WBBN
- Taylorsville, Mississippi; United States;
- Broadcast area: Laurel-Hattiesburg
- Frequency: 95.9 MHz
- Branding: B-95

Programming
- Language: English
- Format: Country

Ownership
- Owner: Blakeney Communications, Inc.
- Sister stations: WBBL; WKZW; WXRR;

History
- First air date: 1985
- Call sign meaning: Blakeney Broadcasting

Technical information
- Licensing authority: FCC
- Facility ID: 71207
- Class: C1
- ERP: 100,000 watts
- HAAT: 223 meters (732 ft)
- Transmitter coordinates: 31°38′03.60″N 89°28′35.20″W﻿ / ﻿31.6343333°N 89.4764444°W

Links
- Public license information: Public file; LMS;
- Webcast: Listen live
- Website: www.b95country.com

= WBBN =

Radio station in Taylorsville–Laurel–Hattiesburg, Mississippi

WBBN (95.9 FM, "B-95") is a commercial radio station licensed to the community of Taylorsville, Mississippi, United States, and serving the Laurel-Hattiesburg area. The station is owned by Blakeney Communications, Inc. It airs a country music format.
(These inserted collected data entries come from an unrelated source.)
PR #193, opened 2026-05-12
Win AOT Release

FrankRay78:
## Summary

Adds Windows Native AOT to the release matrix as two new archives — `netpace-{ver}-win-x64-aot.zip` and `netpace-{ver}-win-arm64-aot.zip` — single native `.exe`s with no .NET runtime dependency, bringing the per-release total to 16. Mirrors feature 001's Linux AOT pattern (`matrix.include:` entries + native runner per RID, `windows-latest` for x64 and `windows-11-arm` for arm64, since cross-OS AOT cross-compilation is fragile). Also tightens the archive-contents contract end-to-end: every release archive (all 16) must now contain exactly one entry, enforced by a new "Verify archive contents" workflow step; managed PDBs are embedded via `<DebugType>embedded</DebugType>` in both `NetPace.Console.csproj` and `NetPace.Core.csproj` so no side `.pdb` ships in any variant, and the Windows AOT native PDB is scrubbed before zipping. Includes a runner-OS guard step that fails fast on a `matrix.runs_on` typo (would otherwise silently fall back to `ubuntu-latest`).

## Spec

[specs/002-win-aot-release](specs/002-win-aot-release)

## Changed Files

- .claude/settings.json
- .github/workflows/release-binaries.yml
- .specify/feature.json
- CLAUDE.md
- README.md
- docs/RELEASING.md
- docs/change-intent-records/2026-05-02-linux-native-aot-release.md
- specs/002-win-aot-release/checklists/requirements.md
- specs/002-win-aot-release/contracts/release-matrix.md
- specs/002-win-aot-release/data-model.md
- specs/002-win-aot-release/plan.md
- specs/002-win-aot-release/quickstart.md
- specs/002-win-aot-release/research.md
- specs/002-win-aot-release/spec.md
- specs/002-win-aot-release/tasks.md
- specs/002-win-aot-release/test-plan.md
- src/NetPace.Console/NetPace.Console.csproj
- src/NetPace.Core/NetPace.Core.csproj

## New Artifacts

- Spec: [specs/002-win-aot-release](specs/002-win-aot-release)

PR #198, opened 2026-05-13
Archive release binary by name instead of scrubbing sidecars

FrankRay78:
## Summary

- Replaces the extension-based scrub approach (e.g. `rm *.pdb`) in the **Create archive** step with a whitelist: archive the binary by name (`NetPace.exe` / `NetPace`).
- Fixes the underlying cause of the `linux-x64-aot` and `linux-arm64-aot` failures on tag `0.23.2` (stray `NetPace.dbg`) without adding another `rm`-by-extension band-aid that would be due to break again on the next toolchain artefact.
- Updates `docs/RELEASING.md` §Archive-contents contract to describe the whitelist mechanism and call out the by-products it now excludes by construction (`NetPace.Core.xml`, `NetPace.pdb`, `NetPace.dbg`).

## Why this over the targeted `rm -f ./*.dbg` fix

The previous design tried to satisfy "archive contains exactly one entry" through three layered mechanisms (XML doc suppression, `DebugType=embedded`, per-extension `rm` in the workflow). Each new toolchain by-product becomes a new whack-a-mole hit — most recently `NetPace.dbg` on Linux AOT. Whitelisting the binary by name collapses all three to a single concept and immunises the release pipeline against whatever the next toolchain version decides to emit alongside the binary.

The **Verify archive contents** step is retained as a safety net — it now also catches a silent build that produced no binary at all.

## Test plan

- [x] `dotnet build src` clean, 0 warnings, 0 errors locally
- [ ] Push a throwaway tag (e.g. `test-archive-whitelist-0.0.1`) to dry-run all 16 matrix jobs without creating a real GitHub Release; confirm "Verify archive contents" passes for every variant including the previously-broken `linux-x64-aot` and `linux-arm64-aot`; then delete the test tag
- [ ] After merge, the next real release tag should produce 16 archives each containing exactly one entry

Closes the regression first surfaced on tag 0.23.2.

---

nb. This PR attempts to fix the mess caused by: https://github.com/FrankRay78/NetPace/pull/193

### DIFF
--- a/.github/workflows/release-binaries.yml
+++ b/.github/workflows/release-binaries.yml
@@ -131,20 +131,22 @@ jobs:
             -p:FileVersion=${{ steps.get_version.outputs.version }} \
             -p:InformationalVersion=${{ steps.get_version.outputs.version }}
 
-      # shell: bash forces Git Bash on the Windows runners so the same script (zip vs tar, glob branching) runs uniformly across all matrix entries.
+      # shell: bash forces Git Bash on the Windows runners so the same script (zip vs tar) runs uniformly across all matrix entries.
+      # Whitelist approach: archive the executable by name rather than the entire publish directory. All variants
+      # (PublishSingleFile and Native AOT) produce a single binary by design; the publish dir may also contain
+      # toolchain by-products (NetPace.Core.xml, NetPace.pdb on Windows AOT, NetPace.dbg on Linux AOT) that
+      # must never ship to end users. Archiving by name keeps the release contract immune to whatever the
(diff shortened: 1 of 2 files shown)


FrankRay78:
@claude 

> Run set -euo pipefail
D:\a\_temp\6c724507-5db4-4053-a3d0-d3c78a8649f5.sh: line 5: zip: command not found
Error: Process completed with exit code 127.

https://github.com/FrankRay78/NetPace/actions/runs/25800045766/job/75787268564

PR #213, opened 2026-07-09
Update Slash Commands

FrankRay78:
Ports a set of agentic-development improvements from the companion repo into NetPace, adapting everything IMS-specific to this repo. Three independent themes.

## What changes

- **Flatten `.claude/memory/`.** All 14 memory entries move out of the `process/` and `project/` subdirectories into a single flat directory, and `MEMORY.md` becomes one uncategorised list. The two-bucket taxonomy was a redundant third encoding — kind is already carried by the `feedback_`/`project_` filename prefix and the `type:` frontmatter — and the flat shape matches the companion repo so shared tooling copies over without per-repo path rewrites.
- **Upgrade `/capture-learnings`.** Adds a triage step that prefers a deterministic mechanism (a hook, test, or `settings.json` change) over a memory entry wherever a learning is mechanically enforceable, falling back to memory only for judgment or context no mechanism can capture. Deterministic changes are propose-then-apply — never a silent `settings.json` edit.
- **Add the `/diagnose` skill.** A project-agnostic `SKILL.md` (reproduce → build a feedback loop → hypothesise → instrument → fix → regression-test → post-mortem) plus a NetPace-specific `NETPACE.md` sidecar of concrete feedback-loop builders: single-test `--filter`, Verify snapshot loop, MockHttp payload replay, the local Docker OoklaServer, and a differential worktree.

- **The memory moves are pure `R` renames** (content unchanged) except `MEMORY.md`, whose links are re-pointed to the flat paths. No memory entry cross-references another by path, so nothing else needed updating.
- **`SKILL.md` is intentionally left generic** — it keeps the shared reference to `scripts/hitl-loop.template.sh` (which doesn't exist here) rather than forking the shared skill body. The concrete, NetPace-only material lives in `NETPACE.md`.
- **The three re-pointed references in `capture-learnings.md`** replace IMS paths that don't exist here (`docs/TESTING.md`, an IMS memory file) with NetPace's actual TDD/hooks reality and the constitution's Testing Standards.
- `NETPACE.md`'s factual claims (ports, endpoints, test-infra names, file paths, the "no real-network test category" assertion) were fact-checked against the live repo; a few inaccuracies caught in review are already fixed in this branch.

## How to verify

- [ ] `ls .claude/memory/` — flat, no `process/`/`project/` subdirs; every `MEMORY.md` pointer resolves and every file has exactly one pointer.
- [ ] `/capture-learnings` and `/diagnose` appear as available slash commands/skills.
- [ ] Spot-check `NETPACE.md`: `./docker/ooklaserver/start.sh` (port 18080), and a listed `dotnet test src --filter ...` command resolves to a real test.


FrankRay78:
- Bugs or correctness issues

The station was assigned the WBBN call letters by the Federal Communications Commission on August 22, 1984.

==History==
WBBN began in a mobile home near Hebron, Mississippi, in 1985 as an automated-assist station (automated equipment with live personalities) and it has built a reputation for the "most accurate news reporting" of all radio stations in the market. The station has since expanded to a more permanent structure, following its success against other competing country stations.